===== INFORMATION GIVEN =====

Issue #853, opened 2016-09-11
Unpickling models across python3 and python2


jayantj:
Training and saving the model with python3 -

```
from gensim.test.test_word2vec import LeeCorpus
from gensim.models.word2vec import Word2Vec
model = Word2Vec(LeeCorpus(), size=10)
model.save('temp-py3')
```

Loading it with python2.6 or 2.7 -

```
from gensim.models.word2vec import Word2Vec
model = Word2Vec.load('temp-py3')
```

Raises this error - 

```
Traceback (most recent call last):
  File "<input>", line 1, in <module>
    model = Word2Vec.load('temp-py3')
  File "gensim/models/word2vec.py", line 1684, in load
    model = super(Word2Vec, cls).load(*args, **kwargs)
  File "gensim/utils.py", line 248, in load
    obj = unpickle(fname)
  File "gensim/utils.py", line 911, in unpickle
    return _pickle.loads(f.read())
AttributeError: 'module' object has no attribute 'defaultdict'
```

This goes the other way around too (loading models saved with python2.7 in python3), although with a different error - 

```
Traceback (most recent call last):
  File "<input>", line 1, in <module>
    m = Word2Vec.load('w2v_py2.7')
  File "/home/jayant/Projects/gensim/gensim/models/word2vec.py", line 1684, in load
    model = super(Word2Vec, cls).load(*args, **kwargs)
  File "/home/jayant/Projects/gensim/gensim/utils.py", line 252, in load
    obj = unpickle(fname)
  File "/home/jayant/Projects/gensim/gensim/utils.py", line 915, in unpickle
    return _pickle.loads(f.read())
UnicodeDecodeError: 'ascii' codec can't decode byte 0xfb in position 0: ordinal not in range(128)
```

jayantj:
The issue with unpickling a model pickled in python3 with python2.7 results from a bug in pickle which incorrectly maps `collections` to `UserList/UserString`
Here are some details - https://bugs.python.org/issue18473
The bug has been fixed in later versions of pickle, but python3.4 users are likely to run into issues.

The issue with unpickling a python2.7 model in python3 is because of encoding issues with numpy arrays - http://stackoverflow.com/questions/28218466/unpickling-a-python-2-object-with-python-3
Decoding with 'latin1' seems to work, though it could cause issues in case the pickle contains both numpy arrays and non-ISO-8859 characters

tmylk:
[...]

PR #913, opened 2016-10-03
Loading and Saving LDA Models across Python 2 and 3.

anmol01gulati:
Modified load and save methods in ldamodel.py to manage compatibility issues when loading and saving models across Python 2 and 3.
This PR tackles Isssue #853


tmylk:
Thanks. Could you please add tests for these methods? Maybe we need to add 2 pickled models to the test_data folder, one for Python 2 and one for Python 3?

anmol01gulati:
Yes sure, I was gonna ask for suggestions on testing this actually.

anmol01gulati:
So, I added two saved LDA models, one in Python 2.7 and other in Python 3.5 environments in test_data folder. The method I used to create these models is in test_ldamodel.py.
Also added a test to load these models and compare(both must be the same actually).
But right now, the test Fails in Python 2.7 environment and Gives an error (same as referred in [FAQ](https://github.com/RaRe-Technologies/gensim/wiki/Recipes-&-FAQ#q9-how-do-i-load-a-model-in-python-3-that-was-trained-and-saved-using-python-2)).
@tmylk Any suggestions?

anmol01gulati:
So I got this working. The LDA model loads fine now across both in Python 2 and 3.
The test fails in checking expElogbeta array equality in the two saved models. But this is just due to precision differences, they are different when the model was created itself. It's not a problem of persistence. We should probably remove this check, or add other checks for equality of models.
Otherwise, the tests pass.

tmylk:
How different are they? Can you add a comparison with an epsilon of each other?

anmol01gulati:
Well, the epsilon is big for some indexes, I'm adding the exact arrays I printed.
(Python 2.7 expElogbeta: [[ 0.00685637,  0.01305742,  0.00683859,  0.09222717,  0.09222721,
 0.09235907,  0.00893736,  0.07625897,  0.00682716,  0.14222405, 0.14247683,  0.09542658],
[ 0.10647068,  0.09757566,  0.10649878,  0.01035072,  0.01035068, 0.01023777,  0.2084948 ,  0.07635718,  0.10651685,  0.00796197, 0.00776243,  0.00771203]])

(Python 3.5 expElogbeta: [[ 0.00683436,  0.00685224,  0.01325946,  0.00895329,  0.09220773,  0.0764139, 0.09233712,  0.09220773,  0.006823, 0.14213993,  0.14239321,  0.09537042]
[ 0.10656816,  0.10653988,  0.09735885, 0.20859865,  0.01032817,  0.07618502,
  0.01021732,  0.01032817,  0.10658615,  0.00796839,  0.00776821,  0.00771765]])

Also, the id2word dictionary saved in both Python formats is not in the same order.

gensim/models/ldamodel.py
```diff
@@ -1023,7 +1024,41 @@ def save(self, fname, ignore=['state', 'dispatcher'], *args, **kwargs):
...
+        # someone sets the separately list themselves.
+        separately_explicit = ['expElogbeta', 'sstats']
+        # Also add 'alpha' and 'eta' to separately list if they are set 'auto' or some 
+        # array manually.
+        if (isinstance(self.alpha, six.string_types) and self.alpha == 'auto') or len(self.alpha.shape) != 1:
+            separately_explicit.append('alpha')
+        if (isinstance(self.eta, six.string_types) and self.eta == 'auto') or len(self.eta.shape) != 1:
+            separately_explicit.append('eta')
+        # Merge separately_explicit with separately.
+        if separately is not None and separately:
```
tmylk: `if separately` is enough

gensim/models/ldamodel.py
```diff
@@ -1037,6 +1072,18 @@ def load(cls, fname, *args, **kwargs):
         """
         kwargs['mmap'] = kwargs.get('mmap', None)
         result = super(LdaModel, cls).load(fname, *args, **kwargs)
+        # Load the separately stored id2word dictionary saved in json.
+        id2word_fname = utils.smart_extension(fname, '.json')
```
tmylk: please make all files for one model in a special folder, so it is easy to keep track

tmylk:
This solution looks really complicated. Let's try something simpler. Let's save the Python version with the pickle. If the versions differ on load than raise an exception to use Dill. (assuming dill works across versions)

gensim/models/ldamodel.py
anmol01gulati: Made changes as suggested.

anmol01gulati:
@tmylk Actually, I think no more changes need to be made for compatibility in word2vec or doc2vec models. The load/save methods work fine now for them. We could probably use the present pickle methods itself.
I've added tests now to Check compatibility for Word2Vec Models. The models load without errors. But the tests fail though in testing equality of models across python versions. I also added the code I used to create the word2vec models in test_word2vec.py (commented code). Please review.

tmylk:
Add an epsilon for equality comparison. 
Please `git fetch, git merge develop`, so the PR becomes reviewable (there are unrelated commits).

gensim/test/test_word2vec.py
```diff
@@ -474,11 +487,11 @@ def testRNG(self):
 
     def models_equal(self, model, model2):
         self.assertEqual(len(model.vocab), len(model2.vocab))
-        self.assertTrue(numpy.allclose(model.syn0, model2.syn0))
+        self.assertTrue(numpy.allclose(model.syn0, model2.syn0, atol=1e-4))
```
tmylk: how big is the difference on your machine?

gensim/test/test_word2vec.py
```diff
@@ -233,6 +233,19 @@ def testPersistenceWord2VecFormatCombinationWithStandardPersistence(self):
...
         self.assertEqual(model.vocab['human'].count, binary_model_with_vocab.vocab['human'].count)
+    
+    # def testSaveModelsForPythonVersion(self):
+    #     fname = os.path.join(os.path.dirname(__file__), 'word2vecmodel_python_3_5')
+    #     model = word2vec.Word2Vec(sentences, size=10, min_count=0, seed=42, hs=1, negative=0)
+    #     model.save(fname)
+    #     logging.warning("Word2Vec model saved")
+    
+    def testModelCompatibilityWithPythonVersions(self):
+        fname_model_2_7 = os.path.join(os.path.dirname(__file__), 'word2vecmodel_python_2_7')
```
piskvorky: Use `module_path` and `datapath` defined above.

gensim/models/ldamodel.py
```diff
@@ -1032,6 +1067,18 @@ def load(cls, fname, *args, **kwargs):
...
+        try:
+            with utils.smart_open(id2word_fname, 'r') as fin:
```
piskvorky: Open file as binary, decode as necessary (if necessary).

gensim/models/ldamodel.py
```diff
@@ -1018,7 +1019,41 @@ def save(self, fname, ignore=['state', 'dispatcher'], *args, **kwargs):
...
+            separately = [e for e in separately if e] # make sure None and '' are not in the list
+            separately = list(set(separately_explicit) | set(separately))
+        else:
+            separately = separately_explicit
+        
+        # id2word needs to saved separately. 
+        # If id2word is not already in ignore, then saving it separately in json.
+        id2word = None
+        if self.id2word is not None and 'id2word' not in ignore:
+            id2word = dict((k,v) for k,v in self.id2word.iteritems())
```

=====
===== INFORMATION GIVEN =====

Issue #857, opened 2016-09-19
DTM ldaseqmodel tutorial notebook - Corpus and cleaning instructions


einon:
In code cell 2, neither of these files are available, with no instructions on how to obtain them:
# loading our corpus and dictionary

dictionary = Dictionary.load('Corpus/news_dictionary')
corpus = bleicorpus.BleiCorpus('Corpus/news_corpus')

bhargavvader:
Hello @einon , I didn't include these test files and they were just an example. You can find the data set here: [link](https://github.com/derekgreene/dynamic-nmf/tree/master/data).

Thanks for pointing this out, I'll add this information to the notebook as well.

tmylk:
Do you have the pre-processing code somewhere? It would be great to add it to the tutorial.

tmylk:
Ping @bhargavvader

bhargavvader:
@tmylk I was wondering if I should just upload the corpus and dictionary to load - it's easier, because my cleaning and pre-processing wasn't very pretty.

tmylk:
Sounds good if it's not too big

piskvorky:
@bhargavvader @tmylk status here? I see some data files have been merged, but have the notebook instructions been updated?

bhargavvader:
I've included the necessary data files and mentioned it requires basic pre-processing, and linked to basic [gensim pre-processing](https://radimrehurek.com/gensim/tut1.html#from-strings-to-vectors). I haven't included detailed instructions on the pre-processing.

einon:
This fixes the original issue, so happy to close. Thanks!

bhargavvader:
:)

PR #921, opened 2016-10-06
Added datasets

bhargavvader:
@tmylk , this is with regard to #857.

=====

__TASK__
Only one stretch of the records above is wanted: the lines between the one holding "Issue #853, opened 2016-09-11" and the one holding "PR #913, opened 2016-10-03", inclusive, reproduced exactly.

__COMPLETED EXERCISE__
Issue #853, opened 2016-09-11
Unpickling models across python3 and python2


jayantj:
Training and saving the model with python3 -

```
from gensim.test.test_word2vec import LeeCorpus
from gensim.models.word2vec import Word2Vec
model = Word2Vec(LeeCorpus(), size=10)
model.save('temp-py3')
```

Loading it with python2.6 or 2.7 -

```
from gensim.models.word2vec import Word2Vec
model = Word2Vec.load('temp-py3')
```

Raises this error - 

```
Traceback (most recent call last):
  File "<input>", line 1, in <module>
    model = Word2Vec.load('temp-py3')
  File "gensim/models/word2vec.py", line 1684, in load
    model = super(Word2Vec, cls).load(*args, **kwargs)
  File "gensim/utils.py", line 248, in load
    obj = unpickle(fname)
  File "gensim/utils.py", line 911, in unpickle
    return _pickle.loads(f.read())
AttributeError: 'module' object has no attribute 'defaultdict'
```

This goes the other way around too (loading models saved with python2.7 in python3), although with a different error - 

```
Traceback (most recent call last):
  File "<input>", line 1, in <module>
    m = Word2Vec.load('w2v_py2.7')
  File "/home/jayant/Projects/gensim/gensim/models/word2vec.py", line 1684, in load
    model = super(Word2Vec, cls).load(*args, **kwargs)
  File "/home/jayant/Projects/gensim/gensim/utils.py", line 252, in load
    obj = unpickle(fname)
  File "/home/jayant/Projects/gensim/gensim/utils.py", line 915, in unpickle
    return _pickle.loads(f.read())
UnicodeDecodeError: 'ascii' codec can't decode byte 0xfb in position 0: ordinal not in range(128)
```

jayantj:
The issue with unpickling a model pickled in python3 with python2.7 results from a bug in pickle which incorrectly maps `collections` to `UserList/UserString`
Here are some details - https://bugs.python.org/issue18473
The bug has been fixed in later versions of pickle, but python3.4 users are likely to run into issues.

The issue with unpickling a python2.7 model in python3 is because of encoding issues with numpy arrays - http://stackoverflow.com/questions/28218466/unpickling-a-python-2-object-with-python-3
Decoding with 'latin1' seems to work, though it could cause issues in case the pickle contains both numpy arrays and non-ISO-8859 characters

tmylk:
[...]

PR #913, opened 2016-10-03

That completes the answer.